[WORK INSTRUCTION]
Print exactly those lines that run from the beginning of the data to the line bearing "--error $ERROR_MSG \", inclusive.

Items from a dataset:
PR #1453, opened 2025-06-26
[CI] Fix nightly benchmark

Potabk:

Sometimes the performance benchmark workflow may fail. We hope to add a prompt when the operation fails and not upload the dirty data of the failed operation.

NO

### DIFF
--- a/.github/workflows/nightly_benchmarks.yaml
+++ b/.github/workflows/nightly_benchmarks.yaml
@@ -197,7 +197,7 @@ jobs:
             --commit_title "$commit_title" \
             --created_at "$commit_time_no_tz" \
             --res_dir ./benchmarks/results \
-            --error_msg $ERROR_MSG \
+            --error $ERROR_MSG \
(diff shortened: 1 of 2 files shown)


.github/workflows/nightly_benchmarks.yaml
```diff
@@ -176,24 +176,28 @@ jobs:
...
             echo "vllm branch: ${{ matrix.vllm_branch }}"
             echo "vllm-ascend branch: ${{ matrix.vllm_ascend_branch }}"
             echo "------------------------"
-            
+
             cd /github/home
-            bash benchmarks/scripts/run-performance-benchmarks.sh
+            ERROR_MSG=""
+            if ! bash benchmarks/scripts/run-performance-benchmarks.sh; then
+              ERROR_MSG="Benchmark failed to run"
```
Yikun, line 191: qq: Failed to run but will filter on frontend, right?

Potabk: yes, will set the status of this commit as `error` and only save some necessary information(commit id, status..) can be filtered by the front end

PR #1468, opened 2025-06-26
【BUGFIXED】Fix the mtp inference error when the prompt is long or Chinese.

Irving11-BKN:
1Revert the code to support PD separation. The bug is fixed and model with mtp can output normally.


wangxiyuan (approved):

wangxiyuan:
CI failure due to transformers version problem

PR #1473, opened 2025-06-27
[0.9.1][bugfix] fix chunked_prefill_mla input for MTP

underfituu:

fix chunked_prefill_mla output for MTP

### DIFF
--- a/tests/long_term/spec_decode_v1/test_v1_mtp_correctness.py
+++ b/tests/long_term/spec_decode_v1/test_v1_mtp_correctness.py
@@ -63,7 +63,10 @@ def test_mtp_correctness(
     with monkeypatch.context() as m:
         m.setenv("VLLM_USE_V1", "1")
 
-        ref_llm = LLM(model=model_name, max_model_len=256, gpu_memory_utilization=0.8, enforce_eager=True)
+        ref_llm = LLM(model=model_name,
+                      max_model_len=256,
+                      gpu_memory_utilization=0.8,
+                      enforce_eager=True)
         ref_outputs = ref_llm.chat(test_prompts, sampling_config)
         del ref_llm
 


vllm_ascend/ops/attention.py
```diff
@@ -262,8 +262,8 @@ def vanilla_chunked_prefill_mla(
 
     attn_output = (attn_output[q_mask].view([-1, num_heads,
                                              v_head_dim]).to(output.dtype))
-    attn_output = attn_output.view_as(output)
-    output.copy_(attn_output)
+    output = output.view([-1, num_heads, v_head_dim])
+    output.copy_(attn_output[:query.size(0) - num_add_query])
```
ganyi1996ppo: Your PR will change the behaviour of the function, please note them at the begining of this function, such as the input shape and output shape. the meaning of the input and output

underfituu: Thanks for the suggestion. Now the logic of MTP has been essentially modified, and the chunked_prefill_mla function remains unchanged.

vllm_ascend/worker/mtp_proposer_v1.py
```diff
@@ -76,32 +77,39 @@ def prepare_inputs(
         # token_indices: [0, 1, ..., a - n1 - 1,
         #                 a, a + 1, ..., a + b - n2 - 1,
         #                 a + b, a + b + 1, ..., a + b + c - n3 - 1]
-
         # [0, a, a + b, a + b + c] -> [a, b, c]
         query_len_per_req = (cu_target_query_lens[1:] -
                              cu_target_query_lens[:-1])
         # [a, b, c] -> [a - n1, b - n2, c - n3]
         num_tokens_per_req = query_len_per_req - num_rejected_tokens
+        if force_one_token:
```
ganyi1996ppo, line 85: We are adding this `force_one_token` is aim for running the first token in consumer node with decode-only style rather than spec-decode style right?

PR #1833, opened 2025-07-16
[1/N][CustomOp] Register RMSNorm instead of overwrite forward_oot

MengqingCao:
We'll refator `CustomOp` in vllm-ascend from this pr on. 

Use function `CustomOp.register_oot` to achieve the customop registery, taking `AscendRMSNorm` as an example:
```python
from vllm.model_executor.custom_op import CustomOp
CustomOp.register_oot(_decorated_op_cls=AscendRMSNorm, name="RMSNorm")
```
Part of https://github.com/vllm-project/vllm-ascend/pull/1647

N/A

- vLLM version: v0.9.2
- vLLM main: https://github.com/vllm-project/vllm/commit/d0dc4cfca48c2734da18ec42d6bba1346cbfc400

### DIFF
--- a/tests/ut/conftest.py
+++ b/tests/ut/conftest.py
@@ -16,7 +16,8 @@
 # This file is a part of the vllm-ascend project.
 #
 
-from vllm_ascend.utils import adapt_patch, register_ascend_customop  # noqa E402
+from vllm_ascend.utils import adapt_patch  # noqa E402
+from vllm_ascend.utils import register_ascend_customop
 
 adapt_patch()
 adapt_patch(True)
--- a/tests/ut/test_utils.py
+++ b/tests/ut/test_utils.py
@@ -301,6 +301,23 @@ class TestUtils(TestBase):
         self.assertFalse(utils.check_kv_cache_bytes_cache_exist(),
                          "Delete kv cache bytes cache dir failed")
 
+    @mock.patch("vllm.model_executor.custom_op.CustomOp")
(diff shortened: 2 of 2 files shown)


vllm_ascend/ops/layernorm.py
```diff
@@ -20,30 +20,30 @@
...
-        return x, residual
-
-    x, residual = torch_npu.npu_rms_norm(x, self.weight, self.variance_epsilon)
-    return x
-
-
-RMSNorm.forward_oot = forward_oot
+class AscendRMSNorm(RMSNorm):
+
+    def forward_oot(
```
wangxiyuan, line 26: This is a quick adapt for `CustomOp.register_oot` mechanism from vllm 0.9.2. For further step, we can remove  inherit from RMSNorm can write our own `RMSNorm` at all.

vllm_ascend/utils.py
```diff
@@ -561,3 +561,24 @@ def delete_torchair_cache_file():
     torch_air_abs_path = get_torchair_current_work_dir()
     if os.path.exists(torch_air_abs_path):
         shutil.rmtree(torch_air_abs_path)
+
+
+_ASCEND_CUSTOMOP_IS_REIGISTERED = False
+
+
+def register_ascend_customop():
```
wangxiyuan, line 569: should add ut for this func as well

MengqingCao: Thanks, now it is added

PR #1834, opened 2025-07-17
[Feature] Enable inference support for Deepseekr1-w8a8-MTP

Irving11-BKN:
1. Support the inference of the Deepseekr1-w8a8-mtp model with statically-quantized shared_head in MTP layers.

Signed-off-by: curryliu <120010041@link.cuhk.edu.cn>

### DIFF
--- a/vllm_ascend/models/deepseek_mtp.py
+++ b/vllm_ascend/models/deepseek_mtp.py
@@ -28,8 +28,8 @@ from vllm.model_executor.layers.layernorm import RMSNorm
 from vllm.model_executor.layers.logits_processor import LogitsProcessor
 from vllm.model_executor.layers.quantization import QuantizationConfig
 from vllm.model_executor.layers.sampler import get_sampler
-from vllm.model_executor.layers.vocab_parallel_embedding import \
-    VocabParallelEmbedding
+from vllm.model_executor.layers.vocab_parallel_embedding import (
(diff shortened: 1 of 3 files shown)


vllm_ascend/models/deepseek_mtp.py
```diff
@@ -40,6 +40,20 @@
...
+    def __init__(self,
+                 config: PretrainedConfig,
+                 quant_config: Optional[QuantizationConfig] = None,
+                 prefix: str = "") -> None:
+        nn.Module.__init__(self)
+        self.norm = RMSNorm(config.hidden_size, eps=config.rms_norm_eps)
+        self.head = ParallelLMHead(config.vocab_size,
+                                   config.hidden_size,
+                                   quant_config=quant_config,
+                                   prefix=maybe_prefix(prefix, "head"))
```
wangxiyuan, line 54: why only we need `prefix` here？The behavior of w8a8 weight is different with others?

Irving11-BKN: prefix is used for the function is_layer_skipped in quant_config.py file, the behavior is the same

wangxiyuan: if so, i think this should be done in vLLM instead. @MengqingCao can you take a look and create a PR for vLLM?

PR #1836, opened 2025-07-17
[Misc] Add `fusion_result.json` to `.gitignore`

shen-shanshan:
Add `fusion_result.json` to `.gitignore`.

- vLLM version: v0.9.2
- vLLM main: https://github.com/vllm-project/vllm/commit/76b494444fd864ffc53a623420668d1865c804b9


wangxiyuan:
Please add note that which case this file is genreated.

shen-shanshan:
> Please add note that which case this file is genreated.

I just directly run offline inference in my vscode, and this file is generated every time.

.gitignore
```diff
@@ -199,3 +199,5 @@ kernel_meta/
 # build info file generated by setup.py
 /vllm_ascend/_build_info.py
 /vllm_ascend/include/
+
+fusion_result.json
```
wangxiyuan, line 204:
```suggestion
# generated by CANN
fusion_result.json
```

shen-shanshan: Updated.

wangxiyuan (approved):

[TASK OUTPUT]
PR #1453, opened 2025-06-26
[CI] Fix nightly benchmark

Potabk:

Sometimes the performance benchmark workflow may fail. We hope to add a prompt when the operation fails and not upload the dirty data of the failed operation.

NO

### DIFF
--- a/.github/workflows/nightly_benchmarks.yaml
+++ b/.github/workflows/nightly_benchmarks.yaml
@@ -197,7 +197,7 @@ jobs:
             --commit_title "$commit_title" \
             --created_at "$commit_time_no_tz" \
             --res_dir ./benchmarks/results \
-            --error_msg $ERROR_MSG \
+            --error $ERROR_MSG \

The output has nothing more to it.